My question is: how can I check that the model satisfies these assumptions? The best starting point would seem to be plotting the response variable against each explanatory variable. However, 3 of the explanatory variables are categorical (with 1-4 levels), so what should I be looking for in the plots?

Also, do I need to check for multicollinearity and interactions amongst explanatory variables? If yes, how do I do this with categorical explanatory variables?

Best Answer

I think trying to think of this as a generalized linear model is overkill. What you have is a plain old regression model. More specifically, because you have some categorical explanatory variables, and a continuous EV, but no interactions between them, this could also be called a classic ANCOVA.

I would say that #3 is not really an assumption here that you need to worry about. Nor, for that matter, do you need to really worry about #2. Instead, I would supplant these with two different assumptions:

2'. Homogeneity of variance
3'. Normality of residuals

Furthermore, #4 is an important thing to check, but I don't really think of it as an assumption per se. Lets think about how assumptions can be checked.
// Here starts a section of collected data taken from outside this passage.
PR #188, opened 2016-05-05
Optional LWT; fix for pyserial with isOpen

mortenf:
Hi,

My version of pyserial (2.6 with python 2.7.9) doesn't have is_open, as required by the serial module. It does however have isOpen.

Also, I made LWT optional, by setting the topic in the configuration file to "None".

### DIFF
--- a/README.md
+++ b/README.md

Independence is often 'checked' firstly by thinking about what the data stand for and how they were collected. In addition, it can be checked using things like a runs test, Durbin-Watson test, or examining the pattern of autocorrelations--you can also look at partial autocorrelations. (Note that, these can only be assessed relative to your continuous covariate.)
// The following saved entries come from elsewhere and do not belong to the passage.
PR #170, opened 2016-02-16
Use functions for computing topic targets

amotl:
Good morning Jan-Piet,

we have another improvement on top of the "dynamic topic targets" feature #169. With this patch, _mqttwarn_ users will be able to compute topic targets by python functions, in the same style of the `datamap` / `alldata` machinery.

@einsiedlerkrebs already is working on the documentation part to outline an advanced scenario. This will take some time though.

Best,
Andreas.

PR #169, opened 2016-02-14
Add feature "dynamic topic targets"

amotl:
Dear Jan-Piet and Ben,

first things first: Thanks for sharing this great project!

We tried to enhance _mqttwarn_ to add functionality we need for our Hiveeyes bee monitoring project. The feature was implemented as generic as possible to provide added value to the _mqttwarn_ infrastructure in general. Kudos go to @einsiedlerkrebs for conceiving it and making this possible.

A short overview over the changes made:
- Interpolate transformation data into topic targets
- Improve overall robustness and address #27, this was essential for implementing the feature

Please get back to us if you have further questions or suggestions.

With kind regards,
Andreas.

PR #192, opened 2016-05-30
Various improvements

amotl:
Dear Jan-Piet and Ben,

we have another round of improvements to *mqttwarn* ready. This is the foundation of the implementation of our prototypic Hiveeyes Schwarmalarm #193 on top of *mqttwarn*, which is the preliminary alerting component of the [Hiveeyes system]. We are building upon one of our former contributions, see also [Incorporate topic names into topic targets] and #169, #170.

The changes are mainly about overall robustness, especially when having more pressure on the job queue. The shutdown behavior of *mqttwarn* hasn't been optimal before, we often had cases where *mqttwarn* wouldn't stop at all on `SIGTERM` because the worker (`def processor`) already had been shut down while `def cleanup` was waiting for the notification job queue to drain, resulting in deadlock situations only to be mitigated by `kill -9` on our systems.

Along the lines, we added and improved some log messages here and there, integrated some minor features not worth a separate pull request in our opinion and also added a conveniency routine to monkeypatch the xmpppy library code for mitigating a known and popular problem when connecting to XMPP servers with TLS support (can be used optionally, thus non-invasive).

The details:
- Make “num_workers” setting configurable
- Add possibility to send log messages to stderr
- Improve reporting about log level
- Log warning message if transform_data cannot be formatted properly
- Improve worker robustness and shutdown behavior re. job queue draining
- Improve logging and robustness for service plugins smtp and xmpp
- Add monkey patch for xmpp service plugin to mitigate problem with SSLSocket X.509 issuer

Please let us know what you think about this. In the meanwhile, we will prepare the main PR mentioned above. Thanks in advance for your efforts!

Cheers, Andreas.

[Hiveeyes system]: https://hiveeyes.org/docs/system/
[Incorporate topic names into topic targets]: https://github.com/jpmens/mqttwarn/wiki/Incorporating-topic-names#incorporate-topic-names-into-topic-targets

### DIFF
--- a/services/smtp.py
+++ b/services/smtp.py
@@ -9,6 +9,7 @@ import smtplib
 from email.mime.text import MIMEText
 
 def plugin(srv, item):
+    """Send a message to SMTP recipient(s)."""
 
     srv.logging.debug("*** MODULE=%s: service=%s, target=%s", __file__, item.service, item.target)
 
@@ -26,8 +27,13 @@ def plugin(srv, item):
     msg['From']         = sender
     msg['X-Mailer']     = srv.SCRIPTNAME
 
+    if not smtp_addresses:
+        srv.logging.warn("Skipped sending SMTP notification to %s, "
+                         "no addresses configured: %s" % (item.target, smtp_addresses))
+        return False
+
     try:
-        srv.logging.debug("Sending SMTP notification to %s [%s]..." % (item.target, smtp_addresses))
+        srv.logging.debug("Sending SMTP notification to %s, addresses: %s" % (item.target, smtp_addresses))
         server = smtplib.SMTP(server)
         server.set_debuglevel(0)
         server.ehlo()
@@ -39,7 +45,8 @@ def plugin(srv, item):
         server.quit()
         srv.logging.debug("Successfully sent SMTP notification")
     except Exception, e:
-        srv.logging.warn("Error sending notification to SMTP recipient %s [%s]: %s" % (item.target, smtp_addresses, str(e)))
+        srv.logging.warn("Error sending notification to SMTP recipient %s, addresses: %s. "
+                         "Exception: %s" % (item.target, smtp_addresses, str(e)))
         return False
 
     return True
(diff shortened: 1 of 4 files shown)


services/smtp.py
```diff
@@ -26,8 +27,13 @@ def plugin(srv, item):
     msg['From']         = sender
     msg['X-Mailer']     = srv.SCRIPTNAME
 
+    if not smtp_addresses:
+        srv.logging.warn("Skipped sending SMTP notification to %s, "
+                         "no addresses configured: %s" % (item.target, smtp_addresses))
```
sumnerboy12: Isn't the second parameter here redundant?

services/xmpp.py
```diff
@@ -17,8 +17,13 @@ def plugin(srv, item):
     password = item.config['password']
     text = item.message
 
+    if not xmpp_addresses:
+        srv.logging.warn("Skipped sending XMPP notification to %s, "
+                         "no addresses configured: %s" % (item.target, xmpp_addresses))
```
sumnerboy12: Same here?

sumnerboy12:
Looks really good Andreas - thank you! I will leave JP to comment further but I took a good look around your project and am mightily impressed - I can imagine this will be a very useful reference project for others want to setup similar monitoring applications using MQTT/mqttwarn. Thanks again for sharing your code with our little project!

services/smtp.py
jpmens: Yes, because it'll be `None`. I will remove after merge

jpmens:
@amotl this looks excellent thank you. And thank you *particularly* for finally finding and fixing the suboptimal shutdown behavior. ;-)

jpmens:
Merged!

services/smtp.py
amotl: Sure, the second parameter will be None or an empty list. Thanks for spotting this!

services/xmpp.py
amotl: Right. :-)

amotl:
Thanks!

With primarily categorical explanatory variables, homogeneity of variance can be checked by calculating the variance at each level of your factors. Having computed these, there are several tests used to check if they are about the same, primarily Levene's test, but also the Brown-Forsyth test. The $F_{max}$ test, also called Hartley's test is not recommended; if you would like a little more information about that I discuss it here. (Note that these tests can be applied to your categorical covariates unlike above.) For a continuous EV, I like to just plot my residuals against the continuous covariate and examine them visually to see if they spread out further to one side or the other.
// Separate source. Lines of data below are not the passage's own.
PR #194, opened 2016-05-31
Example data loss sensor with notifications based on periodic tasks

amotl:
Dear @jpmens and @sumnerboy12,

thanks again for merging our little example for mqttwarn so quickly. While we have to move on to other features still lingering, we added another sensor to the Hiveeyes mqttwarn subsystem, which is important  to us: We also want to get notified on data loss events, i.e. if a sensor node suddenly stops sending data through any cause, as a matter of fact mostly originating from drained batteries.

The behavior of the implementation of the added `hiveeyes_dataloss_monitor` tries to reach DWIM, i.e.:
- It will just fire a notification once and not each and every time when checking against the configured data loss timeout during each check interval
- It also does not have to be configured in any significant way as it automatically watches all sensor nodes ever seen on the bus
 
This time, just a minor improvement to *mqttwarn* has been made: The `Service` object now enables plugins to use *mqttwarn*'s internal infrastructure (don't tell anybody! ;]). The `hiveeyes_dataloss_monitor` is now able to reach out to *mqttwarn*'s `send_to_targets` routine for actually sending data loss notifications to our beekeepers.

Cheers,
Andreas on behalf of the Hiveeyes Developers.

### DIFF
--- a/mqttwarn.py
+++ b/mqttwarn.py
@@ -358,9 +358,19 @@ ptlist = {}         # List of PeriodicThread() objects
 # and its global instantiation
 class Service(object):
     def __init__(self, mqttc, logging):
+
+        # Reference to MQTT client object
         self.mqttc    = mqttc
+
+        # Reference to all mqttwarn globals, for using its machinery from plugins
+        self.mwcore   = globals()
+
+        # Reference to logging object
         self.logging  = logging
+
+        # Name of self ("mqttwarn", mostly)
         self.SCRIPTNAME = SCRIPTNAME
+
 srv = Service(None, None)
 
 service_plugins = {}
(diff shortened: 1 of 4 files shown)


jpmens:
Clicking on the MERGE button for you is turning into real work, @amotl !!!

Thank you.

PS: I don't just click the button; I also actually test whether `mqttwarn` at least starts up. 😆

mqttwarn.py
```diff
@@ -358,9 +358,19 @@ def join(self):
 # and its global instantiation
 class Service(object):
     def __init__(self, mqttc, logging):
+
+        # Reference to MQTT client object
         self.mqttc    = mqttc
+
+        # Reference to all mqttwarn globals, for using its machinery from plugins
+        self.mwcore   = globals()
```
jpmens: What could possibly go wrong ... :-) 
Good idea!

amotl:
Wow, that was quick. Thanks again!

jpmens:
I couldn't find you on Twitter, so I had to give credit this way; I hope you don't mind.

[https://twitter.com/jpmens/status/737679714651869185](https://twitter.com/jpmens/status/737679714651869185)

amotl:
Appreciate it! Thanks, @jpmens! 👍

PR #195, opened 2016-06-02
add support for ssh

DavidVentura:


jpmens:
Interesting.. Can you say how you envision this being used?

That said, I'll take this, but please make user/password optional so that the connection defaults to using a (specified) SSH key file, the passphrase for which should come from SSH agent so that we don't have that in a configuration file either.

DavidVentura:
My primary idea was to get remote notifications on desktop (like linuxnotify / dbus services, but remotely).

I have opened an issue with paramiko regarding this. The library seems to be ignoring the ssh config file (Or I forgot to do something with it). Once it's resolved I'll update with it.

Anyway I thought this might be accepted given (for example) the smtp user/password is on the config file

jpmens:
You're right about many of the _targets_ which have credentials in the config file because there's simply no clever alternative. :)

The issue I have with SSH is that this service could also be used to login to the remote server, thereby possibly causing havoc.

I'll sleep it over and consider it.

In any case, thank you for your contribution; much appreciated!

DavidVentura:
Can I get `item.message` as an object instead of a string? in that case I could run a token replacement over fixed commands instead of arbitrary commands:

```
targets = {
    's01'    : [ 'DISPLAY=:0 notify-send %s' ]
    }
```

jpmens:
If item.message contains, say, a JSON string, you can convert it to an object with json.loads()

DavidVentura:
YOu've responded to my old message, which I've edited. I'm letting you know

On 2 June 2016 at 15:36, JP Mens <notifications@github.com> wrote:

> If item.message contains, say, a JSON string, you can convert it to an
> object with json.loads()
>
> —
> You are receiving this because you authored the thread.
> Reply to this email directly, view it on GitHub
> <https://github.com/jpmens/mqttwarn/pull/195#issuecomment-223382437>, or mute
> the thread
> <https://github.com/notifications/unsubscribe/ADe0boZBI_oLcRtmwKbXUQ8O35R32hF0ks5qHyK_gaJpZM4IsvzM>
> .
>



-- 
*Stack* is the new term for "I have no idea what I'm actually using".

jpmens:
(One of the problems when responding via mail...)

jpmens:
@DavidVentura you've put a lot of effort into this, for which you have my thanks. I've decided to take it. However, for reasons I find difficult to word, this module frightens me. 😄 As such I will add a short note of warning to your portion of the README.

jpmens:
Merged.

PR #196, opened 2016-06-02
Add systemd unit configuration file

amotl:
Dear Jan-Piet and Ben,

we installed *mqttwarn* as a system daemon on the Hiveeyes data collection server, please find the systemd unit and logrotate configuration files in this PR. They could be useful to others as well.

Using a Python virtualenv for isolating the installation from the system Python reflects the way we are currently running *mqttwarn* on our machines, adapting this to other flavors by amending the `WorkingDirectory ` and `ExecStart` directives in `mqttwarn.service` should be easy for everyone to do.

With kind regards,
Andreas.

### DIFF
--- a/README.md
+++ b/README.md
@@ -2392,6 +2392,11 @@ You'll need at least the following components:
 
 I recommend you use [Supervisor](http://jpmens.net/2014/02/13/in-my-toolbox-supervisord/) for running this.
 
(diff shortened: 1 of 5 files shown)


jpmens:
Brilliant! Merged with thanks, Andreas.

amotl:
Thanks again!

The normality of the residuals can be assessed via some tests, like the Shapiro-Wilk, or the Kolmogorov-Smirnov tests, but is often best assessed visually via a qq-plot. (Note that this assumption is generally the least important of the set; if it is not met, your beta estimates will still be unbiased, but your p-values will be inaccurate.)

There are several ways to assess the influence of your individual observations. It is possible to get numerical values that index this, but my favorite way, if you can do it, is to jackknife your data. That is, you drop each data point in turn and re-fit your model. Then you can examine how much your betas bounce around if that observation were not a part of your dataset. This measure is called dfbeta. This requires a bit of programming, but there are standard ways that software can often compute for you automatically. These include leverage and Cook's distance.

Regarding your question as originally stated, if you want to know more about link functions and the generalized linear model, I discussed that fairly extensively here. Basically, the most important thing to consider in order to select an appropriate link function is the nature of your response distribution; since you believe $Y$ is Gaussian, the identity link is appropriate, and you can just think of this situation using standard ideas about regression models.

Concerning the "correct scale of measurement of explanatory variables", I take you to be referring to Steven's levels of measurement (i.e., categorical, ordinal, interval & ratio). The first thing to realize is that regression methods (including GLiM's) do not make assumptions about the explanatory variables, instead, the manner in which you use your explanatory variables in your model reflects your beliefs about them. Furthermore, I tend to think Steven's levels are overplayed; for a more theoretical treatment of that topic, see here.